# Yes - it works !!



## Longknife

I have been planning for some time to build a Thien separator for my DC as I think it would be a great improvement. I'm tired of having the lower bag only half full but the dust bag completely clogged. If I remove the dust bag there is a lot of dust on the cone wich indicates that there is a lot of it coming up into the dustbag.









Despite that I have been hesitating on building one since my shop is small and the separator would take up valuable space.

Then I saw this http://www.cgallery.com/smf/index.php?topic=145.msg819#msg819 Bingo! Exactly what I needed, a Thien baffle built into the DC. If it works it would solve all my problems. There is only one way to find out if it works - build one and so I did.

Instead of the dowels I used metal brackets to attach the baffle






















I assembled the DC and fired it up. I saw immiediatly that something was different. There was no heavy swirl in the lower bag and the chips were gently falling down, and stayed there. When I removed the dust bag there was very little dust on the cone. This was an easy way to improve the DC!


----------



## woodnthings

*Nice job*

I noticed that you didn't include the "neutral vane" referred to in the article.http://www.cgallery.com/smf/index.php?topic=145.msg819#msg819
Was there a specific reason?... is this a work in progress?
When I found the article initially I was thinking GREAT idea, since the footprint is the same and shop space is premium.

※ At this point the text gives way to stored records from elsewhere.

PR #1923, opened 2026-08-31
Fix GUI evaluation split initialization

shadygm:
## Summary

  - Refresh camera train/evaluation splits when GUI evaluation settings change before training starts.
  - Apply the selected Test Every value on the first run.
  - Preserve existing camera splits when evaluation settings are unchanged.


MrNeRF:
checked, tested, looks good to me. Thank you!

Within the text of the article there is this link on the step by step for the neutral vane: 
http://workingwoods.com/hot_rodding_a_DC.htm
There are 2 separate approaches here that he ended up combining.
Interesting and creative. :thumbsup: bill
BTW thanks for posting this, it will help all of us!


----------



## Longknife

Yes, I concidered the "neutral vane" as well, but then I discovered that he doubted himself that it would do any good, in fact he thought it could be the opposit, so I excluded it. Seems to work just fine without it.


----------



## woodnthings

*Vane vs Collar?*

I see he added a collar then discovered it didn't improve much.
Quote: 
*UPDATE:*
After getting my ductwork hooked up and using the DC a bit, I discovered that quite a bit of the larger chips were indeed getting blown up into the filter, something I didn't want. I suspected it might be because of the collar, and since it was easily removable, I tried it with and without the collar. Without a doubt, the *collarless* version had substantially fewer chips falling out of the filter after shutting off the DC, so I suspect fewer chips are being blown up in the filter in the first place. I shot a quick video to prove the point.

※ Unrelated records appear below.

PR #1932, opened 2026-08-31
Add per-axis depth-window sizing and drag-to-draw controls

alexmgee:
Implements step 2 of the three-PR sequence proposed in #1845, following #1860.

### The problem

Step 1 gave the depth window a stated footprint on screen, but that footprint still had one scale. Its height followed its width through the viewport aspect ratio, so it could only be a scaled copy of the viewport. The only way to change it was through the Size, X and Y sliders. You could say how much of the screen the window covered, but not choose a differently shaped window or place that shape by hand.

This PR splits that scale into independent X and Y fractions and makes the window directly manipulable. Shift+Alt+drag draws a new rectangle. Its corners and edges resize it, and a central region moves it. The same per-axis values now flow through settings, IPC, CPU and CUDA containment, and the Slang overlay, so the rectangle being manipulated is the rectangle used to commit the selection under pinhole, orthographic and equirectangular cameras.

### Where this is going

This is the second of three steps, kept separate so each remains reviewable:

1. #1860 established the screen-space window and projection contract.
2. **This PR** adds per-axis size and direct manipulation.
3. **Later** adds per-panel windows in split view with a sync toggle.

Step 3 is designed and in the process of being built. Keeping it out avoids combining the input, rendering and API changes here with a second state-ownership change.

### What is in this PR

- The single depth-window scale split across render settings, IPC, sanitization, selection filtering, CUDA and shader containment, with a new parameter lane that does not renumber existing lanes.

There was no mention of the *vane* not improving performance to my knowledge.......so I'm confused here :blink: bill
BTW It will be real interesting to see the guts of the Jet Vortex Cone and see how much is similar to these mods!


----------



## Longknife

This is a quote from the discussion on the forum:

"I'm not sure about this, but I think the general consensus is that if you have Phil's baffle installed, you don't need the neutral vane, and quite possibly that neutral vane could be doing more harm than good... I am NOT sure though... I just seem to recall a post here about this..."

and the reply

"Thanks for the comments. I think I've also seen something here saying the neutral vane is not necessary, but I figured I'd give it a try before removing it, since I used pop rivets to install it. So far it doesn't seem to be hampering anything, but I'm open to suggestions for things to look for to see if it is."

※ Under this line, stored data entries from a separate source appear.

PR #1938, opened 2026-09-01
Autosave no longer rewrites unchanged projects in a loop

MrNeRF:
The app was quietly burning CPU on autosaves that saved nothing new.

Two cases, both measured on an idle session:
- After importing a dataset, the app wrote a full project save every 1.2 seconds, forever — about 50 saves and 50 preview-image re-encodes per minute, with zero changes.
- With a project open, the autosave sidecar was republished every timer tick indefinitely, even though its content never changed.

Now the autosave scheduler checks whether anything actually changed since the last successful write (scene edits, parameter edits, dirty flags). If nothing did, it does nothing. A real edit still autosaves within the usual few seconds, and crash recovery behaves exactly as before. Bonus: parameter-only edits now count toward autosave eligibility, which they previously never did.

Verified live: one write after dataset import then silence; zero writes on an idle open project; an edit triggers a sidecar within 5 seconds and then it goes quiet again. Project-document and format test suites pass.

### DIFF
--- a/src/io/project/project_document.cpp
+++ b/src/io/project/project_document.cpp
@@ -3216,6 +3216,7 @@ namespace lfs::io::project {
         std::span<const std::byte> preview_png = options.preview_png;
 #if !defined(LFS_FORMAT_TEST_TARGET)
         if (!is_autosave &&
+            !options.leave_unbound &&
             (options.commit.kind == CommitKind::Explicit ||
              options.commit.kind == CommitKind::Recovered)) {
             const auto project_root =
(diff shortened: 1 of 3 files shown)


MrNeRF:
Note on the measured cadence: this box has autosave_interval_seconds=1 in its local config (left over from E2E rigs), which is why the loop ticked every ~1.2s. With the default interval the waste is proportionally smaller but the defects are the same: the dataset-session path re-encoded the preview image and rewrote every chunk on each tick, and the sidecar was republished with identical content on every timer expiry.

I didn't want to put something in that maybe not was necessary. At least I will run this configuration for a while and see how it works. So far the lower bag is half full and there is very little evidence of any dust in the upper bag.


----------



## thegrgyle

*Thanks for sharing...*

Very nice job on that Longknife. Thanks for sharing too, because there are alot that have the harborfreight DC.... Looks like are real easy "fix" too.


----------



## TS3660

But isn't a major reason for a chip separator to keep chips from going through the impeller of the DC? How does this keep that from happening?


----------



## Longknife

TS3660 said:


> But isn't a major reason for a chip separator to keep chips from going through the impeller of the DC? How does this keep that from happening?


With this setup the chips do go through the impeller. The big advantage is that the chips are not swirling up into the dust bag and clogging it. Possibly a stand alone separator is more efficient, I don't know, haven't tried any. This is the small shop solution.


----------



## dbhost

TS3660 said:


> But isn't a major reason for a chip separator to keep chips from going through the impeller of the DC? How does this keep that from happening?


That is one advantage, but not the main reason to build a baffle. The main reason for a separator is to keep the filter clean for as long as physically possible by putting the dust / debris in a separate area, either a dust bin, or the lower bag, and keeping it there, so that the filter can flow better. That is the way I first set up, however the sound of small cutoffs that get sucked up the Shark Guard and into my impeller sounding like gun shots convinced me to go with the pre-separator personally. IF I had a shop say in a shed, I would have set up differently...

OP, you did a really nice job on that. I am curious if that bracket in the drop slot impacts performance much, would it be too much to ask for updates to this after a few bag fill / empty cycles? I mainly wonder if long planer / jointer shavings will hang on it. I have trouble with those on my upright stays on mine...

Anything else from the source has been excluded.